Each record that follows is to be reproduced verbatim.
BEGIN Records shown
PR #5489, opened 2026-08-04
Remove leftover Nunjucks artifacts from blog posts

ZJvandeWeg:
## Summary
Follow-up to the blog-to-Nuxt migration. Blog posts now render through Nuxt/`@nuxt/content` (MDC), which doesn't use Nunjucks and won't evaluate any Nunjucks syntax left in the markdown source — it renders as literal template text on the page instead.

- Removed dead `{% raw %}...{% endraw %}` escape tags (only needed to protect `{{ }}` from 11ty's Nunjucks processor) from 11 posts
- Replaced 135 `{% include "sign-up-url.njk" %}` occurrences (117 files) with the literal URL the partial always resolved to (`https://app.flowfuse.com/account/create`)
- Replaced the one live `{% include "hubspot/hs-form.njk" %}` (`certified-nodes-v2.md`) with the existing `HubSpotForm.vue` component via its `::hub-spot-form` MDC shortcode
- Inlined the two customer-story tiles in `building-on-flowfuse-devices.md` as static markup, replacing the `{% from %}` macro import + `{% for %}` loop (no reusable Nuxt component existed for this one-off use)
- Dropped now-unused `templateEngineOverride`/`stories`/`certificationHubspot` frontmatter that only existed to support the removed Nunjucks logic

## Test plan
- [x] Verified via the running Nuxt dev server that `/blog/2025/07/certified-nodes-v2/` renders the HubSpot form div in place of the old include
- [x] Verified `/blog/2024/07/building-on-flowfuse-devices/` renders both story tiles, in the same order the old Nunjucks sort/reverse produced
- [x] Confirmed no `{% %}` tags remain anywhere under `src/blog`
- [x] Spot-checked flow-JSON code fences still parse as valid JSON after the raw-tag removal


Yndira-E:
@ZJvandeWeg there's something off with the story tiles styling on `/blog/2024/07/building-on-flowfuse-devices/`

Screenshot 2026-08-04 at 19 45 27

The image alignment within the cards isn’t quite right, and the hover effect isn’t smooth and still shows the underline decoration.

Not a blocker, just flagging it. If you can address it in this PR, great. Otherwise, I can create a follow-up PR for it, I just can’t get to it right now.

Yndira-E (approved):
END Records shown
#### [Finished task]
PR #5489, opened 2026-08-04
Remove leftover Nunjucks artifacts from blog posts

ZJvandeWeg:
## Summary
Follow-up to the blog-to-Nuxt migration. Blog posts now render through Nuxt/`@nuxt/content` (MDC), which doesn't use Nunjucks and won't evaluate any Nunjucks syntax left in the markdown source — it renders as literal template text on the page instead.

- Removed dead `{% raw %}...{% endraw %}` escape tags (only needed to protect `{{ }}` from 11ty's Nunjucks processor) from 11 posts
- Replaced 135 `{% include "sign-up-url.njk" %}` occurrences (117 files) with the literal URL the partial always resolved to (`https://app.flowfuse.com/account/create`)
- Replaced the one live `{% include "hubspot/hs-form.njk" %}` (`certified-nodes-v2.md`) with the existing `HubSpotForm.vue` component via its `::hub-spot-form` MDC shortcode
- Inlined the two customer-story tiles in `building-on-flowfuse-devices.md` as static markup, replacing the `{% from %}` macro import + `{% for %}` loop (no reusable Nuxt component existed for this one-off use)
- Dropped now-unused `templateEngineOverride`/`stories`/`certificationHubspot` frontmatter that only existed to support the removed Nunjucks logic

## Test plan
- [x] Verified via the running Nuxt dev server that `/blog/2025/07/certified-nodes-v2/` renders the HubSpot form div in place of the old include
- [x] Verified `/blog/2024/07/building-on-flowfuse-devices/` renders both story tiles, in the same order the old Nunjucks sort/reverse produced
- [x] Confirmed no `{% %}` tags remain anywhere under `src/blog`
- [x] Spot-checked flow-JSON code fences still parse as valid JSON after the raw-tag removal


Yndira-E:
@ZJvandeWeg there's something off with the story tiles styling on `/blog/2024/07/building-on-flowfuse-devices/`

Screenshot 2026-08-04 at 19 45 27

The image alignment within the cards isn’t quite right, and the hover effect isn’t smooth and still shows the underline decoration.

Not a blocker, just flagging it. If you can address it in this PR, great. Otherwise, I can create a follow-up PR for it, I just can’t get to it right now.

Yndira-E (approved):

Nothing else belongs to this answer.